• Work required
Your task is to copy the lines of the data below from the line holding "(diff shortened: 2 of 3 files shown)" through the line holding "BenTheElder, line 32: TODO: We", inclusive, exactly and with nothing added.

[Collected data entries]
----------------

PR #2743, opened 2022-05-09
allow no matches when grepping for unsupported_cgroups

BenTheElder:
see: https://github.com/kubernetes-sigs/kind/pull/2737#issuecomment-1121690676

https://linuxcommand.org/lc3_man_pages/grep1.html#:~:text=is%20not%20set.-,EXIT%20STATUS,-Normally%20the%20exit

### DIFF
--- a/images/base/files/usr/local/bin/entrypoint
+++ b/images/base/files/usr/local/bin/entrypoint
@@ -27,6 +27,11 @@ if grep -Eqv "0[[:space:]]+0[[:space:]]+4294967295" /proc/self/uid_map; then
   echo 'INFO: running in a user namespace (experimental)'
 fi
 
+grep_allow_nomatch() {
+  # grep exits 0 on match, 1 on no match, 2 on error
+  grep "$@" || [[ $? == 1 ]]
+}
+
 validate_userns() {
   if [[ -z "${userns}" ]]; then
     return
@@ -240,7 +245,7 @@ fix_cgroup() {
   #
   # See https://github.com/kubernetes/kubernetes/issues/109182
   local unsupported_cgroups
-  unsupported_cgroups=$(findmnt -lun -o source,target -t cgroup | grep -v "${current_cgroup}" | awk '{print $2}')
+  unsupported_cgroups=$(findmnt -lun -o source,target -t cgroup | grep_allow_nomatch -v "${current_cgroup}" | awk '{print $2}')
   if [ -n "$unsupported_cgroups" ]; then
     local mnt
     echo "$unsupported_cgroups" |
--- a/pkg/apis/config/defaults/image.go
+++ b/pkg/apis/config/defaults/image.go
@@ -18,4 +18,4 @@ limitations under the License.
 package defaults
 
 // Image is the default for the Config.Image field, aka the default node image.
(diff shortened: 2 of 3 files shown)


BenTheElder:
pushing images

images/base/files/usr/local/bin/entrypoint
```diff
@@ -27,6 +27,11 @@ if grep -Eqv "0[[:space:]]+0[[:space:]]+4294967295" /proc/self/uid_map; then
   echo 'INFO: running in a user namespace (experimental)'
 fi
 
+grep_allow_nomatch() {
+  # grep exits 0 on match, 1 on no match, 2 on error
```
aojea, line 31: > > EXIT STATUS
>        Normally the exit status is 0 if a line is selected, 1 if no lines were
>        selected, and 2 if an error occurred.  However, if the -q or --quiet or
>        --silent  is  used and a line is selected, the exit status is 0 even if
>        an error occurred.
> 

is it better to use --silent?

BenTheElder: `-q`, `--quiet`, and `--silent` are the same flag, and no that's not a suitable option:

>   -q, --quiet, --silent
>               Quiet; do not write  anything  to  standard  output.   Exit
>               immediately with zero status if any match is found, even if
>               an error was detected.  Also see the  -s  or  --no-messages
>               option.

BenTheElder: also we're not trying to swallow *errors*, we're remapping from:

- match: 0
- no-match: 1
- error: 2

to:

- match: 0
- no-match: 0
- error: non-zero

aojea: ahh

images/base/files/usr/local/bin/entrypoint
```diff
@@ -27,6 +27,11 @@ if grep -Eqv "0[[:space:]]+0[[:space:]]+4294967295" /proc/self/uid_map; then
...
+  grep "$@" || [[ $? == 1 ]]
```
BenTheElder, line 32: TODO: We could consider using a less terse version and retain the exact exit code.
right now that's not important and I'd rather not have to rebase and re-build https://github.com/kubernetes-sigs/kind/pull/2737 again unless there's a seriours error here.

We probably should follow-up with preserving the exact status for future usage.

Or just switch to pure awk.

kolyshkin: Yeah, it seems that awk would look nicer. Something like

```bash
unsupported_cgroups=$(findmnt -lun -o source,target -t cgroup | awk '!/'"${current_cgroup}"'/ {print $2}')
```

BenTheElder: It feels slightly wrong that we're regex matching in either case instead of substring literal but :this-is-fine:
I suppose we could regex escape it with some more bash 🙈 

It looks like if we stuck with grep we could use `-F` / `--fix-strings`.

kolyshkin: For `awk`, one can use something `index(string, substring) == -1`. Some implementations treat substr as a regexp, but GNU awk does a fixed substring match.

----------------

• Response
(diff shortened: 2 of 3 files shown)


BenTheElder:
pushing images

images/base/files/usr/local/bin/entrypoint
```diff
@@ -27,6 +27,11 @@ if grep -Eqv "0[[:space:]]+0[[:space:]]+4294967295" /proc/self/uid_map; then
   echo 'INFO: running in a user namespace (experimental)'
 fi
 
+grep_allow_nomatch() {
+  # grep exits 0 on match, 1 on no match, 2 on error
```
aojea, line 31: > > EXIT STATUS
>        Normally the exit status is 0 if a line is selected, 1 if no lines were
>        selected, and 2 if an error occurred.  However, if the -q or --quiet or
>        --silent  is  used and a line is selected, the exit status is 0 even if
>        an error occurred.
> 

is it better to use --silent?

BenTheElder: `-q`, `--quiet`, and `--silent` are the same flag, and no that's not a suitable option:

>   -q, --quiet, --silent
>               Quiet; do not write  anything  to  standard  output.   Exit
>               immediately with zero status if any match is found, even if
>               an error was detected.  Also see the  -s  or  --no-messages
>               option.

BenTheElder: also we're not trying to swallow *errors*, we're remapping from:

- match: 0
- no-match: 1
- error: 2

to:

- match: 0
- no-match: 0
- error: non-zero

aojea: ahh

images/base/files/usr/local/bin/entrypoint
```diff
@@ -27,6 +27,11 @@ if grep -Eqv "0[[:space:]]+0[[:space:]]+4294967295" /proc/self/uid_map; then
...
+  grep "$@" || [[ $? == 1 ]]
```
BenTheElder, line 32: TODO: We could consider using a less terse version and retain the exact exit code.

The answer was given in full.